İBB'deki terör soruşturması CHP ile DEVA'yı karşı karşıya getirdi

Son Güncelleme:

İstanbul Büyükşehir Belediyesindeki (İBB) terör soruşturması tartışması Ekrem İmamoğlu ve İçişleri Bakanı Süleyman Soylu arasında devam ederken konuya Cumhuriyet Halk Partisi (CHP) ile Demokrasi ve Atılım (DEVA) Partisi de dahil oldu. DEVA Partisi Genel Başkan Yardımcısı Mustafa Yeneroğlu, CHP'li Özgür Özel'in İçişleri Bakan Yardımcısı İsmail Çataklı'nın kardeşi hakkındaki sözlerine tepki gösterdi.

Bir süredir İstanbul Büyükşehir Belediye (İBB) Başkanı Ekrem İmamoğlu ile İBB'deki terör soruşturması kapsamında karşı karşıya gelen İçişleri Bakanı Süleyman Soylu'nun yardımcısı İsmail Çataklı'nın kardeşi hakkında Özgür Özel tarafından çok çarpıcı bir iddia ortaya atılmıştı. Atılan bu iddia 6'lı masada DEVA ve CHP'yi karşı karşıya getirdi.

"LEGAL BİR BANKAYA PARA YATIRMASI TERÖR ÖRGÜTÜ ÜYESİ YAPMAZ"

Özgür Özel'in Soylu'ya yönelik, "Senin bakan yardımcının yurt dışında firari FETÖ'cü kardeşi var mı yok mu?" sözlerine, DEVA Partisi Genel Başkan Yardımcısı Mustafa Yeneroğlu, "Legal bir bankaya para yatırmış olmak ne İçişleri Bakan Yardımcısının kardeşini terör örgütü üyesi yapar ne de benzer durumda olan sayısız insanı. Talep edilmesi gereken Sn. Çataklı'nın kardeşinin cezalandırılması değil, benzer durumdakilerin mağduriyetlerinin sonlandırılması" ifadelerini kullandı.
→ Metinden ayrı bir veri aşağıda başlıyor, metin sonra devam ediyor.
PR #175, opened 2016-11-01
Re-implementation of Evaluation.

dr-robertk:
This PR re-implements the Evaluation class to store all internal data in one array, DUNE::FieldVector is used here. This improves the code performance for flow_ebos by about 10%. However, the resulting number of linearizations, linear iterations and newton iterations differ, so this should be handled with care.

### DIFF
--- a/opm/material/densead/Evaluation.hpp
+++ b/opm/material/densead/Evaluation.hpp
@@ -51,19 +51,31 @@ template <class ValueT, int numVars>
 class Evaluation
 {
 public:
+    //! field type
     typedef ValueT ValueType;
 
-    enum { size = numVars };
+    //! number of derivatives
+    static constexpr int size = numVars;
 
-    Evaluation() : value_(), derivatives_()
+protected:
+    //! length of internal data vector
+    static constexpr int length_ = numVars + 1 ;
+
+    //! position index for value
+    static constexpr int valuepos_ = 0;
+    //! start index for derivatives
+    static constexpr int dstart_   = 1;
+    //! end+1 index for derivatives
+    static constexpr int dend_     = length_ ;
+public:
+
+    //! default constructor
+    Evaluation() : data_()
     {}
 
-    // copy other function evaluation
-    Evaluation(const Evaluation& other)
+    //! copy other function evaluation
+    Evaluation(const Evaluation& other) : data_( other.data_ )
     {
-        // copy evaluated function value and derivatives
-        value_ = other.value_;
-        std::copy(other.derivatives_.begin(), other.derivatives_.end(), derivatives_.begin());
     }
 
     // create an evaluation which represents a constant function
@@ -73,26 +85,43 @@ public:
     template <class RhsValueType>
     Evaluation(const RhsValueType& c)
     {
-        value_ = c;
-        std::fill(derivatives_.begin(), derivatives_.end(), 0.0);
+        setValue( c );
+        clearDerivatives();
+        Valgrind::CheckDefined( data_ );
+    }
+
+    // create an evaluation which represents a constant function
+    //
+    // i.e., f(x) = c. this implies an evaluation with the given value and all
+    // derivatives being zero.
+    template <class RhsValueType>
+    Evaluation(const RhsValueType& c, const int varPos)
+    {
+        setValue( c );
+        clearDerivatives();
+        // The variable position must be in represented by the given variable descriptor
+        assert(0 <= varPos && varPos < numVars);
+
+        data_[ varPos + dstart_ ] = 1.0;
+        Valgrind::CheckDefined( data_ );
+    }
+
+    // set all derivatives to zero
+    void clearDerivatives()
+    {
+        for( int i=dstart_; i<dend_; ++i )
+        {
+            data_[ i ] = 0.0;
+        }
     }
 
     // create a function evaluation for a "naked" depending variable (i.e., f(x) = x)
     template <class RhsValueType>
-    static Evaluation createVariable(const RhsValueType& value, unsigned varPos)
+    static Evaluation createVariable(const RhsValueType& value, const int varPos)
     {
-        // The variable position must be in represented by the given variable descriptor
-        assert(0 <= varPos && varPos < size);
-
-        Evaluation result;
-
         // copy function value and set all derivatives to 0, except for the variable
         // which is represented by the value (which is set to 1.0)
-        result.value_ = value;
-        std::fill(result.derivatives_.begin(), result.derivatives_.end(), 0.0);
-        result.derivatives_[varPos] = 1.0;
-
-        return result;
+        return Evaluation( value, varPos );
     }
 
     // "evaluate" a constant function (i.e. a function that does not depend on the set of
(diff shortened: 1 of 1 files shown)


atgeirr:
Good idea, surprised to see that it is 10%!

dr-robertk:
I thinks it's that and the removal of high level functions like std::fill and std::copy which in that case are much better implemented with a simple for loop.

opm/material/densead/Evaluation.hpp
```diff
@@ -168,15 +186,15 @@ class Evaluation
     {
         // while the values are multiplied, the derivatives follow the product rule,
         // i.e., (u*v)' = (v'u + u'v).
-        const ValueType& u = this->value_;
-        const ValueType& v = other.value_;
-        for (unsigned varIdx = 0; varIdx < size; ++varIdx) {
-            const ValueType& uPrime = this->derivatives_[varIdx];
-            const ValueType& vPrime = other.derivatives_[varIdx];
+        ValueType& u = data_[ valuepos_ ];
```
andlaus: `const ValueType&` is sufficient here? bear in mind that copying value type objects can be expensive in the nested case. (for the usual case, i.e. primitive floating point values there should be no difference.)

opm/material/densead/Evaluation.hpp
```diff
@@ -168,15 +186,15 @@ class Evaluation
...
+        const ValueType v = other.value();
```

Yeneroğlu'nun yaptığı açıklamaların devamı şöyle:

"Herkesi kolayca terörist ilan eden İçişleri Bakanının da işine gelince bir hukuk devleti ilkesi olan 'ihbar suçun sabit olduğu manasına gelmesi hatırlaması da bildik çifte standart. Ülke maalesef öyle korkunç bir halde ki aynı durumda olan insanlar terör örgütü üyesi olarak cezaevinde yatabildiği gibi devletin en ileri makamlarında da oturabiliyor veya insanlar makamlarına göre bir hukuksuzluğu alkışlayıp diğerini koruyabiliyor.

HEM İKTİDARIN HEM DE MUHALEFETİN SORUMLULUĞU

Hukukun geçerli olmadığı ve dolayısıyla herkesi tehdit eden bu tabloyu değiştirmedikçe ülkede hiçbir şey düzelmez, sadece nöbetleşe zorbalık devam eder. Şart olan herkesin ötekinin hakkını da kendi hakkıymış bilinciyle savunması. Bu hem iktidarın hem de muhalefetin sorumluluğu."